--- Brief ---
Transcribe all of the entries, matching each one exactly.

[Opening Input section]

PR #1323, opened 2019-11-04
feat(builders): implement ssr-dev-server

manfredsteyer:
The ssr-dev-server builder starts the browser builder and the server builder in watch mode.
To show how it works, one can run the serve:ssr-dev-server npm script in the express-engine-ivy integration test project

### DIFF
--- a/integration/express-engine-ivy/angular.json
+++ b/integration/express-engine-ivy/angular.json
@@ -95,6 +95,19 @@
             }
           }
         },
+        "ssr-serve": {
+          "builder": "@nguniversal/builders:ssr-dev-server",
+          "options": {
+            "browserTarget": "express-engine-ivy:build",
+            "serverTarget": "express-engine-ivy:server"
+          },
+          "configurations": {
+            "production": {
+              "browserTarget": "express-engine-ivy:build:production",
+              "serverTarget": "express-engine-ivy:server:production"
+            }
+          }
+        },        
         "extract-i18n": {
           "builder": "@angular-devkit/build-angular:extract-i18n",
           "options": {
--- a/integration/express-engine-ivy/package.json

[Closing Input section]

--- Answer to this task ---
PR #1323, opened 2019-11-04
feat(builders): implement ssr-dev-server

manfredsteyer:
The ssr-dev-server builder starts the browser builder and the server builder in watch mode.
To show how it works, one can run the serve:ssr-dev-server npm script in the express-engine-ivy integration test project

### DIFF
--- a/integration/express-engine-ivy/angular.json
+++ b/integration/express-engine-ivy/angular.json
@@ -95,6 +95,19 @@
             }
           }
         },
+        "ssr-serve": {
+          "builder": "@nguniversal/builders:ssr-dev-server",
+          "options": {
+            "browserTarget": "express-engine-ivy:build",
+            "serverTarget": "express-engine-ivy:server"
+          },
+          "configurations": {
+            "production": {
+              "browserTarget": "express-engine-ivy:build:production",
+              "serverTarget": "express-engine-ivy:server:production"
+            }
+          }
+        },        
         "extract-i18n": {
           "builder": "@angular-devkit/build-angular:extract-i18n",
           "options": {
--- a/integration/express-engine-ivy/package.json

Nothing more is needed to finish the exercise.